Si la Eucaristía es “espera gozosa” y esperanza que se vuelve caridad, entonces al celebrar el sacramento eucarístico la comunidad tiene una misión en dos frentes:

Esperanza en la mirada (no indiferencia)

En las CEM de la parte urbana, la esperanza se traduce en dejar de tratar a la gente como “parte del paisaje”. La Eucaristía enseña que hay un Señor que camina y que por tanto la persona que está al borde del camino no está fuera de la historia de salvación.

En el campo, la esperanza se traduce en no abandonar a quienes quedan cuando los demás se van. La Iglesia no debe ser solo recuerdo: debe ser cercanía que sostiene la fe y hace posible la celebración adecuada de los sacramentos.

¿Cómo hacer que la Eucaristía sea “voz de esperanza” hoy?

Para que la celebración eucarística no sea solo un acto ritual, sino verdadera voz de esperanza, conviene proponer gestos concretos, adaptados a la vida urbana y rural.

En comunidades urbanas

Escuchar el borde: identificar a quienes viven “sin pertenecer” —personas solas, migrantes, desempleados, enfermos— y asumir, al menos, una forma estable de acompañamiento al estilo de la caridad eucarística, no solo esporádica.

Volver la mirada hacia Dios que habita casas, caminos, hospitales, colegios y calles, y traducirlo en solidaridad real, buscando oportunidades donde la Eucaristía se convierta en fraternidad visible.

En comunidades rurales sostener la celebración y la cercanía: si hay dificultades de personal o distancia, fortalecer los programas que garanticen la atención a la vida religiosa y la adecuada celebración de los sacramentos. La esperanza cristiana se siembra con presencia pastoral.

No perder la “riqueza espiritual”: organizar celebraciones y encuentros que permitan a los jóvenes y a quienes vuelven redescubrir la fe de los mayores y la vida de la parroquia como comunidad, no como referencia lejana.

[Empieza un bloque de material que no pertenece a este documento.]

PR #157, opened 2022-02-12
Refactor chunk system

alexdevteam:
- Add `FiniteTileLayer` & `InfiniteTileLayer`
- Store chunks by chunk position
- Add `InternalChunk` for holding mid-parse chunk info

### DIFF
--- a/examples/main.rs
+++ b/examples/main.rs
@@ -17,22 +17,25 @@ fn main() {
         print!("Layer \"{}\":\n\t", layer.data().name);
 
         match layer.layer_type() {
-            tiled::LayerType::TileLayer(layer) => match layer.data() {
-                tiled::TileLayerData::Finite(data) => println!(
+            tiled::LayerType::TileLayer(layer) => match layer {
+                tiled::TileLayer::Finite(data) => println!(
                     "Finite tile layer with width = {} and height = {}; ID of tile @ (0,0): {}",
-                    data.width(),
-                    data.height(),
-                    layer.get_tile(0, 0).unwrap().id
+                    data.data().width(),
+                    data.data().height(),
+                    data.get_tile(0, 0).unwrap().id
                 ),
-                tiled::TileLayerData::Infinite(data) => {
+                tiled::TileLayer::Infinite(data) => {
                     // This is prone to change! Infinite layers will be refactored before 0.10.0
                     // releases.
-                    println!("Infinite tile layer with {} chunks", data.chunks.len())
+                    println!(
+                        "Infinite tile layer; Tile @ (-5, 0) = {:?}",
+                        data.get_tile(-5, 0)
+                    )
                 }
             },
             tiled::LayerType::ObjectLayer(layer) => {
                 println!("Object layer with {} objects", layer.data().objects.len())
-            },
+            }
             tiled::LayerType::ImageLayer(layer) => {
                 println!(
                     "Image layer with {}",
@@ -42,12 +45,9 @@ fn main() {
                         None => "no image".to_owned(),
                     }
                 )
-            },
+            }
             tiled::LayerType::GroupLayer(layer) => {
-                println!(
-                    "Group layer with {} sublayers",
-                    layer.layers().len()
-                )
+                println!("Group layer with {} sublayers", layer.layers().len())
             }
         }
     }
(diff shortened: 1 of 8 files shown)


alexdevteam:
Probably filled with bugs. Still need to add tests and fix the already existing one.

alexdevteam:
Turns out it was the test which was wrong, not the implementation. Phew

examples/main.rs
```diff
@@ -17,22 +17,25 @@ fn main() {
...
+                tiled::TileLayer::Infinite(data) => {
                     // This is prone to change! Infinite layers will be refactored before 0.10.0
                     // releases.
-                    println!("Infinite tile layer with {} chunks", data.chunks.len())
+                    println!(
+                        "Infinite tile layer; Tile @ (-5, 0) = {:?}",
+                        data.get_tile(-5, 0)
+                    )
                 }
             },
```
bjorn, line 35: If we're removing apparently unnecessary commas here, let's also remove this one. :-)

src/layers/tile/finite.rs
```diff
@@ -51,9 +51,9 @@ impl FiniteTileLayerData {
         })
     }
 
-    pub(crate) fn get_tile(&self, x: usize, y: usize) -> Option<&LayerTileData> {
-        if x < self.width as usize && y < self.height as usize {
-            self.tiles[x + y * self.width as usize].as_ref()
+    pub(crate) fn get_tile(&self, x: i32, y: i32) -> Option<&LayerTileData> {
+        if x < self.width as i32 && y < self.height as i32 {
```
bjorn, line 55: I guess we should also check that these values are at least 0 now.

src/layers/tile/infinite.rs
```diff
@@ -39,33 +39,81 @@ impl InfiniteTileLayerData {
...
     tiles: Vec<Option<LayerTileData>>,
 }
 
 impl Chunk {
+    pub const WIDTH: u32 = 16;
+    pub const HEIGHT: u32 = 16;
+
+    pub(crate) fn new() -> Self {
+        Self {
+            tiles: vec![None; Self::WIDTH as usize * Self::HEIGHT as usize],
```
bjorn, line 96: If we use static size, would it be better to use an array instead of a `Vec`, or is that not helpful regarding moving it around in memory as part of its use in a hash map?

src/layers/tile/infinite.rs
```diff
@@ -39,33 +39,81 @@ impl InfiniteTileLayerData {
...
+        }
+    }
+}
+
+#[derive(Debug, PartialEq, Clone)]
+struct InternalChunk {
+    first_tile_pos: (i32, i32),
```
bjorn, line 103: Personally I'd just call this `x` and `y` of the chunk, as in the TMX format.

bjorn (approved):
Very nice to see infinite layers supported! I left a few comments.

examples/main.rs
alexdevteam: If I accidentally removed a comma, that was probably done by rustfmt; Details like that aren't really that important and don't create any issues for the parser/compiler in general.

src/layers/tile/infinite.rs
alexdevteam: True; We could wrap it in a `Box` to ensure moves aren't expensive.

src/layers/tile/infinite.rs
alexdevteam: I avoided that naming because it is inprecise; While it could refer to the tmx format it could also refer to the chunk's position in chunk units. This name avoids that confusion.

bjorn: Hmm, well if the position could be in chunk units, then so could be its width and height... :-)

src/layers/tile/finite.rs
```diff
@@ -51,9 +51,9 @@ impl FiniteTileLayerData {
         })
     }
 
-    pub(crate) fn get_tile(&self, x: usize, y: usize) -> Option<&LayerTileData> {
-        if x < self.width as usize && y < self.height as usize {
-            self.tiles[x + y * self.width as usize].as_ref()
+    pub(crate) fn get_tile(&self, x: i32, y: i32) -> Option<&LayerTileData> {
+        if x < self.width as i32 && y < self.height as i32 && x >= 0 && y >= 0 {
+            self.tiles[(x + y * self.width as i32) as usize].as_ref()
```
bjorn, line 56: I think it would be better to convert to `usize` before multiplying, since the i32 has a narrower range. So this should probably be something like:
```suggestion
            self.tiles[x as usize + y as usize * self.width].as_ref()
```

bjorn (approved):

bjorn (approved):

Que el altar se note fuera del templo: la Eucaristía planta “una semilla de esperanza viva” para el trabajo cotidiano y empuja a transformar el mundo con el Evangelio. Antes de terminar la celebración, asumir una acción concreta de justicia, paz, solidaridad o defensa de la vida durante la semana.

En la ciudad, esa esperanza rompe el anonimato, libera el corazón del encierro y vuelve a descubrir que Dios camina en las calles.

En el campo, esa esperanza sostiene a los que quedaron, acompaña al sacerdote que permanece, y renueva la fe donde la vida se vuelve vulnerable.

Que nuestra celebración eucarística sea de verdad la voz de la esperanza: una esperanza que da gracias, cambia la vida y se vuelve caridad hasta que el Señor vuelva.

Señor Jesús, presente veladamente en la Eucaristía, haznos vivir en esperanza gozosa. Despierta en nuestras CEM de los barrios y en las veredas la mirada de fe que descubre tu presencia, y enciende en nuestras manos obras concretas de justicia, solidaridad y paz.

Que al participar en tu Mesa no nos separe la indiferencia, sino que nos una tu caridad. Conviértenos “eucarísticos” para que el mundo crea. Amén.